Alter row transformation in mapping data flow
APPLIES TO: Azure Data Factory Azure Synapse Analytics
Data flows are available both in Azure Data Factory and Azure Synapse Pipelines. This article applies to mapping data flows. If you are new to transformations, please refer to the introductory article Transform data using a mapping data flow.
Use the Alter Row transformation to set insert, delete, update, and upsert policies on rows. You can add one-to-many conditions as expressions. These conditions should be specified in order of priority, as each row is marked with the policy corresponding to the first-matching expression. Each of those conditions can result in a row (or rows) being inserted, updated, deleted, or upserted. Alter Row can produce both DDL & DML actions against your database.
Alter Row transformations only operate on database, REST, or Azure Cosmos DB sinks in your data flow. The actions that you assign to rows (insert, update, delete, upsert) doesn't occur during debug sessions. To enact the alter row policies on your database tables, run an Execute Data Flow activity in a pipeline.
Note
An Alter Row transformation is not needed for Change Data Capture data flows that use native CDC sources like SQL Server or SAP. In those instances, ADF will automatically detect the row marker so Alter Row policies are unnecessary.
Specify a default row policy
Create an Alter Row transformation and specify a row policy with a condition of true()
. Each row that doesn't match any of the previously defined expressions is marked for the specified row policy. By default, each row that doesn't match any conditional expression is marked for Insert
.
Note
To mark all rows with one policy, you can create a condition for that policy and specify the condition as true()
.
View policies in data preview
Use debug mode to view the results of your alter row policies in the data preview pane. A data preview of an alter row transformation doesn't produce DDL or DML actions against your target.
An icon for each alter row policy indicates whether an insert, update, upsert, or deleted action occurs. The top header shows how many rows each policy affects in the preview..
Allow alter row policies in sink
For the alter row policies to work, the data stream must write to a database or Azure Cosmos DB sink. In the Settings tab in your sink, enable which alter row policies are allowed for that sink.
The default behavior is to only allow inserts. To allow updates, upserts, or deletes, check the box in the sink corresponding to that condition. If updates, upserts, or, deletes are enabled, you must specify which key columns in the sink to match on.
Note
If your inserts, updates, or upserts modify the schema of the target table in the sink, the data flow will fail. To modify the target schema in your database, choose Recreate table as the table action. This will drop and recreate your table with the new schema definition.

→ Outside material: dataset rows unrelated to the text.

PR #1771, opened 2026-05-13
[v2] Ensure data location is memory when reference types from getters

ggiraldez:
In public getters, struct members are returned as a tuple in getters and it's possible to return reference types (bytes/string). Ensure data location is memory in all cases, since the data is copied and always received by memory. 

This also fixes the one instance where an expression node can return `DataLocation::Inherited` which essentially means _still unresolved_.

### DIFF
--- a/crates/solidity-v2/outputs/cargo/semantic/src/passes/p3_type_definitions/typing.rs
+++ b/crates/solidity-v2/outputs/cargo/semantic/src/passes/p3_type_definitions/typing.rs
@@ -183,7 +183,7 @@ impl Pass<'_> {
                 }
                 Type::String { .. } => {
                     // getters will always return values in memory
-                    return_type = self.types.string();
+                    return_type = self.types.string_memory();
                     break;
                 }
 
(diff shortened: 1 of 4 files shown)


crates/solidity-v2/outputs/cargo/semantic/src/passes/p3_type_definitions/typing.rs
```diff
@@ -168,21 +168,29 @@ impl Pass<'_> {
...
                 | Type::UserDefinedValue { .. } => break,
 
+                Type::Bytes { .. } => {
+                    // getters will always return values in memory
+                    return_type = self.types.bytes_memory();
+                    break;
+                }
+                Type::String { .. } => {
+                    // getters will always return values in memory
+                    return_type = self.types.string();
```
teofr: Not necessarily for this PR, but maybe I'd rename this function to `string_memory`, to keep it in line with `bytes_memory`

teofr (approved):
LGTM

crates/solidity-v2/outputs/cargo/semantic/src/passes/p3_type_definitions/typing.rs
ggiraldez: Yes, good point. I have hesitated a couple of times unsure of the default type's memory location. `string_memory` makes it explicit.

PR #1772, opened 2026-05-14
[v2] Strip quotes from paths for resolving imports

ggiraldez:
Spawned from reviewing #1769 ([comment](https://github.com/NomicFoundation/slang/pull/1769#pullrequestreview-4291950827)).

- Pass import paths with stripped quotes to the user-provided import resolver for the `CompilationUnit` builder.
- Add a `utils` module in `common` with prefix and quote stripping for parsed string literals. This is used both for stripping import paths and for computing values of string/hex strings/unicode literals.

### DIFF
--- a/crates/solidity/testing/perf/cargo/src/tests/slang_v2/semantic.rs
+++ b/crates/solidity/testing/perf/cargo/src/tests/slang_v2/semantic.rs
@@ -55,18 +55,9 @@ pub fn build_files(
             let resolved_imports = import_paths
                 .iter()
                 .map(|(node_id, import_path)| {
-                    // Import paths come from the IR as the unparsed string
-                    // literal, including the surrounding quotes; strip them
-                    // before delegating to the resolver (which expects the
-                    // unquoted path).
-                    let stripped = import_path
-                        .strip_prefix(|c: char| matches!(c, '"' | '\''))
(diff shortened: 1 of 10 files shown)


crates/solidity/testing/perf/cargo/src/tests/slang_v2/semantic.rs
```diff
@@ -55,18 +55,9 @@ pub fn build_files(
...
                 .map(|(node_id, import_path)| {
-                    // Import paths come from the IR as the unparsed string
-                    // literal, including the surrounding quotes; strip them
-                    // before delegating to the resolver (which expects the
-                    // unquoted path).
-                    let stripped = import_path
-                        .strip_prefix(|c: char| matches!(c, '"' | '\''))
-                        .and_then(|p| p.strip_suffix(|c: char| matches!(c, '"' | '\'')))
-                        .expect("import path should be a quoted string literal")
-                        .trim();
```
teofr, line 66: 😄

teofr (approved):
Looks good, thanks!

crates/solidity/testing/perf/cargo/src/tests/slang_v2/semantic.rs
ggiraldez: Haha, yes. I was not going to touch the extraction function from the IR, but in the end it seemed the natural thing to do.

The sink transformation requires either a single key or a series of keys for unique row identification in your target database. For SQL sinks, set the keys in the sink settings tab. For Azure Cosmos DB, set the partition key in the settings and also set the Azure Cosmos DB system field "ID" in your sink mapping. For Azure Cosmos DB, it's mandatory to include the system column "ID" for updates, upserts, and deletes.
Merges and upserts with Azure SQL Database and Azure Synapse
Data Flows support merges against Azure SQL Database and Azure Synapse database pool (data warehouse) with the upsert option.

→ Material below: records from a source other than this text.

PR #1773, opened 2026-05-14
[v2] Export AST type payload types

ggiraldez:
The detail payload types for `ast::Type` were in a private module, and thus not exported and missing from the public-api snapshot. This PR fixes that by exporting them on the `ast` module, which also means it will be exported from the main v2 crate.

### DIFF
--- a/crates/solidity-v2/outputs/cargo/ast/generated/public_api.txt
+++ b/crates/solidity-v2/outputs/cargo/ast/generated/public_api.txt
@@ -139,7 +139,7 @@ pub fn slang_solidity_v2_ast::ast::visitor::Visitor::enter_abicoder_pragma(&mut 
 pub fn slang_solidity_v2_ast::ast::visitor::Visitor::enter_abicoder_version(&mut self, _node: &slang_solidity_v2_ast::ast::AbicoderVersion) -> bool
 pub fn slang_solidity_v2_ast::ast::visitor::Visitor::enter_additive_expression(&mut self, _node: &slang_solidity_v2_ast::ast::AdditiveExpression) -> bool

However, you could run into scenarios where your target database schema utilized the identity property of key columns. The service requires you to identify the keys that you use to match the row values for updates and upserts. But if the target column has the identity property set and you're using the upsert policy, the target database doesn't allow you to write to the column. You may also run into errors when you try to upsert against a distributed table's distribution column.

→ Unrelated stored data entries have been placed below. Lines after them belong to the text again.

PR #1775, opened 2026-05-15
[v2] Add JSON serialization to the AST

ggiraldez:
This is needed for the solx integration which outputs the files AST as JSON for compatibility with solc.

### DIFF
--- a/crates/solidity-v2/outputs/cargo/common/src/nodes/mod.rs
+++ b/crates/solidity-v2/outputs/cargo/common/src/nodes/mod.rs
@@ -7,3 +7,9 @@ impl From<usize> for NodeId {
         Self(value)
     }
 }
+
+impl serde::Serialize for NodeId {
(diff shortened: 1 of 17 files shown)


crates/solidity-v2/outputs/cargo/common/src/nodes/mod.rs
```diff
@@ -7,3 +7,9 @@ impl From<usize> for NodeId {
         Self(value)
     }
 }
+
+impl serde::Serialize for NodeId {
```
teofr: Any reason not to derive it with `#[serde(transparent)]`?

teofr (approved):
LGTM, just a non-blocking question

crates/solidity-v2/outputs/cargo/common/src/nodes/mod.rs
ggiraldez: Good point. No reason, so I'll change it.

Here are ways to fix that:
Go to the Sink transformation Settings and set "Skip writing key columns". This tells the service to not write the column that you have selected as the key value for your mapping.
If that key column isn't the column that is causing the issue for identity columns, then you can use the Sink transformation preprocessing SQL option:
SET IDENTITY_INSERT tbl_content ON
. Then, turn it off with the post-processing SQL property:SET IDENTITY_INSERT tbl_content OFF
.For both the identity case and the distribution column case, you can switch your logic from Upsert to using a separate update condition and a separate insert condition using a Conditional Split transformation. This way, you can set the mapping on the update path to ignore the key column mapping.
Data flow script
Syntax
<incomingStream>
alterRow(
insertIf(<condition>?),
updateIf(<condition>?),
deleteIf(<condition>?),
upsertIf(<condition>?),
) ~> <alterRowTransformationName>
Example
The below example is an alter row transformation named CleanData
that takes an incoming stream SpecifyUpsertConditions
and creates three alter row conditions. In the previous transformation, a column named alterRowCondition
is calculated that determines whether or not a row is inserted, updated, or deleted in the database. If the value of the column has a string value that matches the alter row rule, it's assigned that policy.
In the UI, this transformation looks like the below image:
The data flow script for this transformation is in the snippet below:
SpecifyUpsertConditions alterRow(insertIf(alterRowCondition == 'insert'),
updateIf(alterRowCondition == 'update'),
deleteIf(alterRowCondition == 'delete')) ~> AlterRow
Related content
After the Alter Row transformation, you might want to sink your data into a destination data store.